Copy the records below word for word. Stop after the line that contains "## Motivation".

## Data records:
◆ ◆ ◆ ◆ ◆ ◆ ◆

PR #2700, opened 2026-06-23
feat(tonic-xds): parse A32 circuit breaking config

mingley:
## Motivation

This is the first scaffold PR for gRFC A32 circuit breaking under #2444. It starts carrying the CDS `circuit_breakers.thresholds[].max_requests` value through the validated `ClusterResource` without changing request routing or load-balancing behavior yet.

## Solution

Adds a small `CircuitBreakingConfig` resource helper that:

- defaults `max_requests` to 1024 when CDS circuit breakers are absent or no DEFAULT threshold is configured
- selects the first `RoutingPriority::Default` threshold, matching Envoy/gRFC behavior
- parses only `max_requests`; all other circuit-breaker fields remain ignored for this scaffold

Enforcement is intentionally left to a follow-up PR so permit lifetime can be handled correctly for streaming RPC response bodies.

## Testing Done

- `cargo fmt --all --check`
- `cargo test -p tonic-xds xds::resource`
- `cargo check -p tonic-xds --all-features`

### DIFF
--- a/tonic-xds/src/client/channel.rs
+++ b/tonic-xds/src/client/channel.rs
@@ -564,6 +564,7 @@ mod tests {
             eds_service_name: None,
             lb_policy: LbPolicy::RoundRobin,
             security: None,
+            circuit_breaking: Default::default(),
         })
     }
 
--- a/tonic-xds/src/client/channel.rs
+++ b/tonic-xds/src/client/channel.rs
@@ -564,7 +564,6 @@ mod tests {
             eds_service_name: None,
             lb_policy: LbPolicy::RoundRobin,
             security: None,
-            circuit_breaking: Default::default(),
         })
     }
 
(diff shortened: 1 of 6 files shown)


YutaoMa:
Same comment as in https://github.com/grpc/grpc-rust/pull/2701, let's avoid validating config end to end until the feature support is added: you can do this either by detaching the wiring from Cluster config layer, or implement logic first and then come back to this PR.

mingley:
> Same comment as in #2701, let's avoid validating config end to end until the feature support is added: you can do this either by detaching the wiring from Cluster config layer, or implement logic first and then come back to this PR.

addressed in [9afebba](https://github.com/grpc/grpc-rust/pull/2700/commits/9afebba99a96f5071b7093bdb95a0c83284fab98)

YutaoMa (approved):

◆ ◆ ◆ ◆ ◆ ◆ ◆

## Your solution:
PR #2700, opened 2026-06-23
feat(tonic-xds): parse A32 circuit breaking config

mingley:
## Motivation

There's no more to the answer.